I wrote to our cellist, Jody (originally from Dallas), and told her I wanted to try to do something to help out in Houston. Without even asking what it was, she wrote back, “I’m in.”
Yesterday we were able to get into the studio. And today, here we are.
The 1971 Led Zeppelin cover version is certainly the most well-known version of “When the Levee Breaks,” but the song is not original to them. I decided to go back to the original version, which was a Delta Blues song written and recorded in 1929 by Memphis Minnie and her then-husband Kansas Joe McCoy. The song was about the 1927 Mississippi River flood — still the worst river flood in U.S. history. If I wanted — in some small, small way– to express solidarity with the people in Texas dealing with this nightmare, I thought a song that’s 90 years old, commemorating a similar event, had a lot of resonance. Ain’t nobody alone, even if it feels that way.
But I can’t play Delta Blues guitar, so I re-worked the song, moving it from a major to minor key, and slowing it way down.
When I lived in the Midtown neighborhood in Houston, I rescued a stray cat that showed up on my porch one day, starving. His ear was docked, meaning he’d been caught, neutered, and released back into the neighborhood. His other ear was cut, like he’d been in a fight. My wife named him Thomas.
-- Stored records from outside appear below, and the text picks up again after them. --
PR #867, opened 2017-08-15
Doc/update docker section

LaureVergeron:
See http://s3-server.readthedocs.io/en/doc-update_docker_section/DOCKER/ for layout. Tried to put all tunables at the top, then a few examples of setup as the 42 students were confused by the current layout.

### DIFF
--- a/docs/DOCKER.rst
+++ b/docs/DOCKER.rst
@@ -1,62 +1,66 @@
 Docker
 ======
 
--  `For continuous integration with
-   Docker <#for-continuous-integration-with-docker>`__
 -  `Environment Variables <#environment-variables>`__
--  `In production with Docker <#in-production-with-docker>`__
--  `Using Docker Volume in
-   production <#using-docker-volume-in-production>`__
--  `Adding modifying or deleting accounts or users
-   credentials <#adding-modifying-or-deleting-accounts-or-users-credentials>`__
--  `Specifying your own host name <#specifying-your-own-host-name>`__
--  `Running as an unprivileged
-   user <#running-as-an-unprivileged-user>`__
-
-For continuous integration with Docker
---------------------------------------
-
-When you start the Docker Scality Zenko CloudServer image, you can adjust the
-configuration of the Scality Zenko CloudServer instance by passing one or more
-environment variables on the docker run command line.
+-  `Tunables and setup tips <#tunables-and-setup-tips>`__
+-  `Examples for continuous integration with
+   Docker <#continuous-integration-with-docker-hosted CloudServer>`__
+-  `Examples for going in production with Docker <#in-production-with-docker-hosted CloudServer>`__
 
 Environment Variables
-~~~~~~~~~~~~~~~~~~~~~
+---------------------
+
+S3DATA
+~~~~~~
 
 S3DATA=multiple
 ^^^^^^^^^^^^^^^
+Allows you to run Scality Zenko CloudServer with multiple data backends, defined
+as regions.
+When using multiple data backends, a custom ``locationConfig.json`` file is
+mandatory. It will allow you to set custom regions. You will then need to
+provide associated rest_endpoints for each custom region in your
+``config.json`` file.
+`Learn more about multiple backends configuration <../GETTING_STARTED/#location-configuration>`__
 
-This runs Scality Zenko CloudServer with multiple data backends. `More
-info <../GETTING_STARTED/#location-configuration>`__
+If you are using Scality RING endpoints, please refer to your customer
+documentation.
 
-.. code:: shell
-
-    docker run -d --name s3server -p 8000:8000 -e S3DATA=multiple scality/s3server
-
-For running an S3 AWS backend, you will have to add a new section
-(with the ``aws_s3`` location type) to your ``locationConfig.json`` file:
+Running it with an AWS S3 hosted backend
+""""""""""""""""""""""""""""""""""""""""
+To run CloudServer with an S3 AWS backend, you will have to add a new section
+to your ``locationConfig.json`` file with the ``aws_s3`` location type:
 
 .. code:: json
-
+(...)
     "aws-test": {
         "type": "aws_s3",
         "details": {
             "awsEndpoint": "s3.amazonaws.com",
             "bucketName": "yourawss3bucket",
             "bucketMatch": true,
-            "credentialsProfile": "default"
+            "credentialsProfile": "aws_hosted_profile"
         }
     }
+(...)
 
-You will also have to mount your AWS credentials file:
+You will also have to edit your AWS credentials file to be able to use your
+command line tool of choice. This file should mention credentials for all the
+backends you're using. You can use several profiles when using multiple
+profiles.
+
+.. code:: json
+[default]
+aws_access_key_id=accessKey1
+aws_secret_access_key=verySecretKey1
+[aws_hosted_profile]
+aws_access_key_id={{YOUR_ACCESS_KEY}}
+aws_secret_access_key={{YOUR_SECRET_KEY}}
+
+Just as you need to mount your locationConfig.json, you will need to mount your
+AWS credentials file at run time:
 ``-v ~/.aws/credentials:/root/.aws/credentials`` on Linux, OS X, or Unix or
 ``-v C:\Users\USERNAME\.aws\credential:/root/.aws/credentials`` on Windows
-
-.. code:: shell
-
-    docker run --name s3server -p 8000:8000
-    -v $(pwd)/locationConfig.json:/usr/src/app/locationConfig.json
-    -v ~/.aws/credentials:/root/.aws/credentials -e S3DATA=multiple scality/s3server
 
 NOTE: One account can't copy to another account with a source and
 destination on real AWS unless the account associated with the
@@ -64,8 +68,20 @@ access Key/secret Key pairs used for the destination bucket has rights
 to get in the source bucket. ACL's would have to be updated
 on AWS directly to enable this.
 
-ENDPOINT
+S3BACKEND
+~~~~~~
+
+S3BACKEND=file
+^^^^^^^^^^^
+When storing file data, for it to be persistent you must mount docker volumes
+for both data and metadata. See `this section <#using-docker-volumes-in-production>`__
+
+S3BACKEND=mem
 ^^^^^^^^^^
+This is ideal for testing - no data will remain after container is shutdown.
+
+ENDPOINT
+~~~~~~~~
 
 This variable specifies your endpoint. If you have a domain such as
 new.host.com, by specifying that here, you and your users can direct s3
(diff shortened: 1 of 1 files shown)


docs/DOCKER.rst
```diff
@@ -1,43 +1,35 @@
...
-^^^^^^^^^^^^^^^
+---------------------
 
-This runs Scality Zenko CloudServer with multiple data backends. `More
-info <../GETTING_STARTED/#location-configuration>`__
+S3DATA
+~~~~~~
 
-.. code:: shell
+S3DATA=multiple and S3DATA=scality
```
LaurenSpiegel: Please do not document S3DATA=scality.  People should be using S3DATA=multiple

docs/DOCKER.rst
```diff
@@ -1,43 +1,35 @@
...
+^^^^^^^^^^^^^^^^^^^^^^^^^^^^^^^^^^
+Either of these runs Scality Zenko CloudServer with multiple data backends. The
+scality value refers to installations with a RING as one of the backends.
```
LaurenSpiegel: please remove this

docs/DOCKER.rst
```diff
@@ -1,43 +1,35 @@
...
+When using multiple data backends, a custom locationConfig.json file is
+mandatory. It will provide custom regions and associated rest_endpoints
```
LaurenSpiegel: the locationConfig.json does not set forth the rest_endpoints.  that is in the config.json.

docs/DOCKER.rst
```diff
@@ -1,43 +1,35 @@
...
+configuration `More info <../GETTING_STARTED/#location-configuration>`__
 
-    docker run -d --name s3server -p 8000:8000 -e S3DATA=multiple scality/s3server
+If you are using RING endpoints, please refer to your customer documentation.
```
LaurenSpiegel: I don't think we should have this here.

docs/DOCKER.rst
```diff
@@ -47,19 +39,28 @@ For running an S3 AWS backend, you will have to add a new section
             "credentialsProfile": "default"
         }
     }
+(...)
 
-You will also have to mount your AWS credentials file:
+You will also have to edit your AWS credentials file to be able to use your
+command line tool of choice. This file should only state credentials for S3 AWS
```
LaurenSpiegel: this does not have to do with command line tools.  We use the aws credentials file to pull the credentials for the aws sdk client within cloud server.

docs/DOCKER.rst
```diff
@@ -47,19 +39,28 @@ For running an S3 AWS backend, you will have to add a new section
...
+hosted data, not for your Zenko CloudServer hosted data.
```
LaurenSpiegel: I don't understand this sentence.  You can have numerous profiles in your aws credentials file. they need to mount the file that has any profile mentioned in their aws location.  Above, where it says "credentialsProfile":"default", this could say any other profile they choose.

docs/DOCKER.rst
```diff
@@ -47,19 +39,28 @@ For running an S3 AWS backend, you will have to add a new section
...
+As for your locationConfig.json, you will need to mount your AWS credentials
```
LaurenSpiegel: Just as you have to mount your locationConfig.json, you will also need to mount your aws credentials file.

docs/DOCKER.rst
```diff
@@ -47,19 +39,28 @@ For running an S3 AWS backend, you will have to add a new section
...
+file at run time:
 ``-v ~/.aws/credentials:/root/.aws/credentials`` on Linux, OS X, or Unix or
 ``-v C:\Users\USERNAME\.aws\credential:/root/.aws/credentials`` on Windows
 
-.. code:: shell
+S3DATA=file
```
LaurenSpiegel: I think we should simplify this and only mention S3DATA=multiple. If they want to do a quickstart with S3BACKEND=file or S3BACKEND=mem then it's all file or mem, respectively.  If they want a file or mem data location, they can do that through the locationConfig.json.

docs/DOCKER.rst
```diff
@@ -47,19 +39,28 @@ For running an S3 AWS backend, you will have to add a new section
...
+When storing file data, for it to be persistent you must mount docker volumes
+for both data and metadata. See `this section <#using-docker-volumes-in-production>`__
 
-    docker run --name s3server -p 8000:8000
-    -v $(pwd)/locationConfig.json:/usr/src/app/locationConfig.json
-    -v ~/.aws/credentials:/root/.aws/credentials -e S3DATA=multiple scality/s3server
+S3DATA=mem
+^^^^^^^^^^
+This is ideal for testing - no data will remain after container is shutdown. Setting
+S3BACKEND=mem will achieve the same result.
```
LaurenSpiegel: Please remove S3DATA=mem reference.

docs/DOCKER.rst
```diff
@@ -280,3 +280,50 @@ For instance, you can modify these lines in the dockerfile:
...
+configuration of the Scality Zenko CloudServer instance by passing one or more
+environment variables on the docker run command line.
+
+Sample ways to run it for CI are:
+
+- With custom locations, including one hosted on AWS, and custom credentials mounted:
+
+.. code:: shell
+
+    docker run --name CloudServer -p 8000:8000
```
LaurenSpiegel: I think it's confusing to use Cloudserver since our docker image is s3server.

docs/DOCKER.rst
LaureVergeron: Do you mean we should only mention S3BACKEND=mem? Or not mention the mem mode at all? From what I see at events, people use in-memory storage a lot for testing purposes.

docs/DOCKER.rst
LaureVergeron: I thought we were not allowed to use s3server for new content anymore? Plus, eventually, the image should be renamed cloudserver, and the whole documentation talks about cloudserver, so I guess it should be OK?

docs/DOCKER.rst
LaureVergeron: Fixed

docs/DOCKER.rst
LaureVergeron: You're right, I wrote this in the hackathon context for a specific team, but that's innacurate in the greater world. Providing an alternative.

docs/DOCKER.rst
LaureVergeron: Yes, that's when we mount it. I meant that they need to input their credentials in there like they would for using S3. I've tried a new wording, let me know what you think.

docs/DOCKER.rst
LaureVergeron: We do have a few customers who check the open source documentation. Are you strongly against it, or can we keep it?

docs/DOCKER.rst
LaureVergeron: Fixed, thanks!

docs/DOCKER.rst
LaureVergeron: Should S3DATA=scality only be used in production? Or just never used?

docs/DOCKER.rst
LaureVergeron: As I mentioned below, a lot of people are using S3BACKEND=mem, so I believe it's worth mentioning it here.
Regarding quickstart, this section is not under the "Getting Started" section, but is its own section, so I think it should provide a bit more detail and config options about using CloudServer in Docker. I agree that the "Getting Started" section should be simplified, though.

LaurenSpiegel: We should not mention S3DATA=mem.  As I said, I'm fine with S3BACKEND=mem.

docs/DOCKER.rst
LaurenSpiegel: At least Scality RING then.

docs/DOCKER.rst
LaureVergeron: Changed

docs/DOCKER.rst
LaureVergeron: Changed, thanks

docs/DOCKER.rst
LaureVergeron: Changed, thanks

docs/DOCKER.rst
```diff
@@ -280,3 +295,50 @@ For instance, you can modify these lines in the dockerfile:
...
+    -v $(pwd)/locationConfig.json:/usr/src/app/locationConfig.json
+    -v ~/.aws/credentials:/root/.aws/credentials 
+    -e SCALITY_ACCESS_KEY_ID=accessKey1
+    -e SCALITY_SECRET_ACCESS_KEY=verySecretKey1
+    -e S3DATA=multiple -e S3BACKEND=mem scality/s3server
+
+In production with Docker hosted CloudServer
+--------------------------------------------
+
+In production, we expect that data will be remanent, that you will use the multiple
```
LaurenSpiegel: persistent?

LaureVergeron: Fixed, thanks

docs/DOCKER.rst
```diff
@@ -280,3 +295,51 @@ For instance, you can modify these lines in the dockerfile:
...
+
+- With custom locations, including one hosted on AWS, and custom credentials mounted:
+
+.. code:: shell
+
+    docker run --name CloudServer -p 8000:8000
+    -v $(pwd)/locationConfig.json:/usr/src/app/locationConfig.json
+    -v $(pwd)/authdata.json:/usr/src/app/conf/authdata.json
+    -v ~/.aws/credentials:/root/.aws/credentials
+    -e S3DATA=multiple -e S3BACKEND=mem scality/s3server
```
LaurenSpiegel: shouldn't you be mounting the data and metadata directories as well?

docs/DOCKER.rst
```diff
@@ -280,3 +295,51 @@ For instance, you can modify these lines in the dockerfile:
...
+environment variables (see `this section <#scality-access-key-id-and-scality-secret-access-key>`__):
+
+.. code:: shell
+
+    docker run --name CloudServer -p 8000:8000
+    -v $(pwd)/locationConfig.json:/usr/src/app/locationConfig.json
+    -v ~/.aws/credentials:/root/.aws/credentials 
+    -e SCALITY_ACCESS_KEY_ID=accessKey1
+    -e SCALITY_SECRET_ACCESS_KEY=verySecretKey1
+    -e S3DATA=multiple -e S3BACKEND=mem scality/s3server
```
LaurenSpiegel: same

docs/DOCKER.rst
LaureVergeron: Well, this section is for CI and refers to a usecase with S3BACKEND=mem, so I wouldn't mount data / md volumes here... (however, S3DATA is set to multiple to enable testing against multiple backends). Does it make sense ?

LaurenSpiegel: For CI I guess it does not make sense but for the example below (custom locations) it seems we should.

LaureVergeron: I've rephrased to clarify as they're both CI examples, but I've mounted volumes in one of them with a file usecase.

LaureVergeron:
Thanks for the reviews :)
It's now rebased, I'll let you merge?

electrachong:
@ironman-machine r+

That was almost 14 years to the day before the rains from Harvey started. That neighborhood flooded. This other cat, which has now gone viral thanks to an indelible picture by an LA Times photographer during Harvey, could have been Thomas:
A cat swims for dry ground after an apartment was inundated with water following Hurricane Harvey. pic.twitter.com/kVj0B3Waow
— Los Angeles Times (@latimes) September 2, 2017
We lost Thomas earlier this year. He showed up skinny and starving, but made the move across the country with us and he lived out his life for another nearly 13 years, fat and happy, with friends all around our neighborhood in LA. He was the best cat, and so half the money that we raise from this single will go to support the Houston Humane Society, which is working like crazy right now to help animals like Thomas all over Houston.
The other half of the money we raise will go to the Greater Houston Community Foundation Hurricane Harvey Relief Fund. This fund was set up by Houston Mayor Sylvester Turner, and so donations are going a local organization that will hopefully be able to provide meaningful, dedicated assistance to the people of Houston long after national and international groups have been called away to deal with whatever the next disaster might be. Probably Hurricane Irma, churning its way across the Caribbean toward Florida as I write this.
The band is not recouping recording or publicity costs. Everything Bandcamp pays us for this song from the people who purchase it will go directly to these two groups. I don’t know if we will make a difference, but with your help we can.
If you live in Texas and are suffering from these floods and dig the track, take it. Download it for free. If you want to help those people, and the animals of Houston with them, then please make a donation with your download, and spread the word. This only works if people share it.